In an effort to replace, reduce and refine animal experimentation, there is an unmet need to advance current in vitro models that offer features with physiological relevance and enhanced predictivity of in vivo toxicological output. Hepatic toxicology is key following chemical, drug and nanomaterials (NMs) exposure, as the liver is vital in metabolic detoxification of chemicals as well as being a major site of xenobiotic accumulation (i.e., low solubility particulates). With the ever-increasing production of NMs, there is a necessity to evaluate the probability of consequential adverse effects, not only in health but also in clinically asymptomatic liver, as part of risk stratification strategies.
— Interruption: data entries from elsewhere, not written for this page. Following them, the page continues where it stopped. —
PR #699, opened 2020-09-22
Implement simple SQL commands with jSQLParser (experimental)

eolivelli:
This is a prototype about using jSQLParser for planning basic SQL commands:
- INSERT .... VALUES(x,x,x,x)
- SELECT col,col... FROM TABLE WHERE ... ORDER BY.....
- UPDATE TABLE set col=...... WHERE xxxxx
- DELETE FROM TABLE where .....

We are going to reuse all of the PlannerOp framework, this way:
- we are maintaining only one "implementation" of the data access system
- we can leverage all of the zero-copy optimizations that we introduced with Calcite

For "unsupported" operations we will fall back to Calcite.

Changes:
- add new configuration options: server.planner.type=calcite|jsqlparser|auto|none
- add systemproperty herddb.defaultplanner=calcilte (useful for CI)
- add Travis build with herddb.defaultplanner=jsqlparser
- Introduce fallback mechanism in case of server.planner.type=auto (try with jsqlparser, then fallback to Calcite)
- in case of server.planner.type=jsqlparser we want to be able to drop Calcite dependencies at runtime (@rmannibucau will be very happy!)
- implement INSERT/UPSERT/SELECT/UPDATE/DELETE statements
- implement GROUP BY (without Having)
- implement basic aggregations (COUNT,SUM....)
- implement GetStatement
- implement Indexes

Notable missing features:
- HAVING
- JOIN
- Handle automatic type inference (needed for some test case about string -> timestamp conversions)

Differences between the two Planners:

Calcite:
- slow, especially at boot time
- powerfull: it takes into account implicit Collactions (physical sort) of columsn, Nullable constranits, Table size, it simplifies expressions, it is able to elide aggregation and in generale to make the plan as efficient as possible
- handles mostly all SQL syntax
- bigger runtime (brings lots of third party dependencies)

jSQLParser:
- faster
- very short minded: very minimal similfications, not smart assumptions on dataset
- cannot handle all SQL syntax, especially JOINS, EXISTS...
- single jar runtime

### DIFF
--- a/herddb-core/src/main/java/herddb/core/DBManager.java
+++ b/herddb-core/src/main/java/herddb/core/DBManager.java
@@ -73,7 +73,9 @@ import herddb.server.ServerConfiguration;
 import herddb.server.ServerSidePreparedStatementCache;
 import herddb.sql.AbstractSQLPlanner;
 import herddb.sql.CalcitePlanner;
+import herddb.sql.DDLSQLPlanner;
 import herddb.sql.NullSQLPlanner;
+import herddb.sql.PlansCache;
 import herddb.storage.DataStorageManager;
 import herddb.storage.DataStorageManagerException;
 import herddb.utils.DefaultJVMHalt;
@@ -221,6 +223,9 @@ public class DBManager implements AutoCloseable, MetadataChangeListener {
         switch (plannerType) {
             case ServerConfiguration.PLANNER_TYPE_CALCITE:
                 planner = new CalcitePlanner(this, planCacheMem);
+                break;
+            case ServerConfiguration.PLANNER_TYPE_JSQLPARSER:
+                planner = new DDLSQLPlanner(this, new PlansCache(planCacheMem), new CalcitePlanner(this, planCacheMem));
                 break;
             case ServerConfiguration.PLANNER_TYPE_NONE:
                 planner = new NullSQLPlanner();
--- a/herddb-core/src/main/java/herddb/core/DBManager.java
+++ b/herddb-core/src/main/java/herddb/core/DBManager.java
@@ -220,12 +220,19 @@ public class DBManager implements AutoCloseable, MetadataChangeListener {
         preparedStatementsCache = new ServerSidePreparedStatementCache(statementsMem);
         String plannerType = serverConfiguration.getString(ServerConfiguration.PROPERTY_PLANNER_TYPE,
                 ServerConfiguration.PROPERTY_PLANNER_TYPE_DEFAULT);
+        PlansCache plansCache = new PlansCache(planCacheMem);
         switch (plannerType) {
             case ServerConfiguration.PLANNER_TYPE_CALCITE:
-                planner = new CalcitePlanner(this, planCacheMem);
+                planner = new CalcitePlanner(this, plansCache);
                 break;
             case ServerConfiguration.PLANNER_TYPE_JSQLPARSER:
-                planner = new DDLSQLPlanner(this, new PlansCache(planCacheMem), new CalcitePlanner(this, planCacheMem));
+                 // no Calcite fallback, you can drop Calcite dependecy
+                planner = new DDLSQLPlanner(this, plansCache, null);
+                break;
+            case ServerConfiguration.PLANNER_TYPE_AUTO:
+                // try with jSQLParser, fallback to Calcite
+                planner = new DDLSQLPlanner(this, plansCache,
+                        new CalcitePlanner(this, plansCache));
                 break;
             case ServerConfiguration.PLANNER_TYPE_NONE:
                 planner = new NullSQLPlanner();
--- a/herddb-core/src/main/java/herddb/sql/DDLSQLPlanner.java
+++ b/herddb-core/src/main/java/herddb/sql/DDLSQLPlanner.java
@@ -20,6 +20,7 @@
 package herddb.sql;
 
 import static herddb.sql.CalcitePlanner.findIndexAccess;
+import static herddb.sql.expressions.SQLParserExpressionCompiler.isBooleanLiteral;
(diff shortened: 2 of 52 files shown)


herddb-core/src/main/java/herddb/sql/DDLSQLPlanner.java
```diff
@@ -1142,6 +1171,83 @@ private Statement buildTruncateStatement(String defaultTableSpace, Truncate trun
         return new TruncateTableStatement(tableSpace, tableName);
     }
 
+    private ExecutionPlan buildInsertStatement(String defaultTableSpace, Insert insert, boolean returnValues) throws StatementExecutionException {
```
eolivelli, line 1174: This is the interesting part of this patch

herddb-core/src/main/java/herddb/sql/DDLSQLPlanner.java
```diff
@@ -1142,6 +1171,83 @@ private Statement buildTruncateStatement(String defaultTableSpace, Truncate trun
...
+        }
+        ItemsList itemsList = insert.getItemsList();
+        if (!(itemsList instanceof ExpressionList)) {
+            throw new StatementNotSupportedException();
+        }
+        List<Expression> projects = ((ExpressionList) itemsList).getExpressions();
+        int index = 0;
+        for (net.sf.jsqlparser.schema.Column column : insert.getColumns()) {
+            CompiledSQLExpression exp =
+                    SQLParserExpressionCompiler.compileExpression(projects.get(index));
```
eolivelli, line 1209: TODO: add "cast" for JDBCParameters, like Calcite does

herddb-core/src/main/java/herddb/sql/expressions/SQLParserExpressionCompiler.java
```diff
@@ -0,0 +1,163 @@
...
+        }
+        if (expression instanceof JdbcParameter) {
+            JdbcParameter p = (JdbcParameter) expression;
+            return new JdbcParameterExpression(p.getIndex() - 1);
+        } else if (expression instanceof StringValue
+                || expression instanceof LongValue
+                || expression instanceof TimestampValue) {
+            return new ConstantExpression(DDLSQLPlanner.resolveValue(expression, false));
+        }
+//        else if (expression instanceof RexLiteral) {
```
eolivelli, line 50: TODO: implement all Expression types, I am leaving Calcite code, as far as test fail I am going to implement all of the supported expressions and operators

eolivelli:
@diegosalvi  if tests are passing then I feel this patch is good to go.
At least is is bringing in most of the change, then it is a metter to finish the implementation of basic missing features (HAVING, JOIN....)

herddb-core/src/main/java/herddb/core/DBManager.java
```diff
@@ -218,9 +220,19 @@ public Thread newThread(final Runnable r) {
         preparedStatementsCache = new ServerSidePreparedStatementCache(statementsMem);
         String plannerType = serverConfiguration.getString(ServerConfiguration.PROPERTY_PLANNER_TYPE,
                 ServerConfiguration.PROPERTY_PLANNER_TYPE_DEFAULT);
+        PlansCache plansCache = new PlansCache(planCacheMem);
         switch (plannerType) {
             case ServerConfiguration.PLANNER_TYPE_CALCITE:
-                planner = new CalcitePlanner(this, planCacheMem);
+                planner = new CalcitePlanner(this, plansCache);
+                break;
+            case ServerConfiguration.PLANNER_TYPE_JSQLPARSER:
```
amitvc, line 228: If a user creates some tables with calcite configuration and then switches back to using plain jsql parser will there be any issues? Would there be any issues?

eolivelli: No problem.
It is not about data, but only about how we access it.
Most probably it will use different plans.
For simple queries there won't be any difference, for complex queries probably Calcite will create better plans, but the results MUST be the same.

eolivelli:
@amitvc if you are happy with this patch can you please "approve" and merge it ?

thank you for your review

eolivelli:
I have pushed another commit:
- allow to drop Calcite-core and Avatica (still part of calcite)
- fix MySQL Backtick handling

herddb-core/src/main/java/herddb/sql/DDLSQLPlanner.java
```diff
@@ -230,31 +300,55 @@ public TranslatedQuery translate(
                 + ",query:" + query
                 + ",returnValues:" + returnValues
                 + ",maxRows:" + maxRows;
-        if (allowCache) {
-            ExecutionPlan cached = cache.get(cacheKey);
-            if (cached != null) {
-                return new TranslatedQuery(cached, new SQLStatementEvaluationContext(query, parameters, false, false));
+        try {
+            boolean forceAcquireWriteLock;
+            if (query.endsWith(" FOR UPDATE") // this looks very hacky
```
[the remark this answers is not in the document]
eolivelli: This is the same code in Calcite planner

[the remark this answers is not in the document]
eolivelli: there is not need to be picky here, if you don't write exactly "FOR UPDATE" at the end of the statement you will get an SQL error, so not a big deal.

In this study, two unique disease initiation and maintenance protocols were developed and utilised to mimic steatosis and pre-fibrotic NASH in scaffold-free 3D liver microtissues (MT) composed of primary human hepatocytes, hepatic stellate cells, Kupffer cells and sinusoidal endothelial cells. The characterized diseased MT were utilized for the toxicological assessment of a panel of xenobiotics. Highlights from the study included: 1. Clear experimental evidence for the pre-existing liver disease is important in the augmentation of xenobiotic-induced hepatotoxicity and 2. NMs are able to activate stellate cells. The data demonstrated that pre-existing disease is vital in the intensification of xenobiotic-induced liver damage. Therefore, it is imperative that all stages of the wide spectrum of liver disease are incorporated in risk assessment strategies. This is of significant consequence, as a substantial number of the general population suffer from sub-clinical liver injury without any apparent or diagnosed manifestations.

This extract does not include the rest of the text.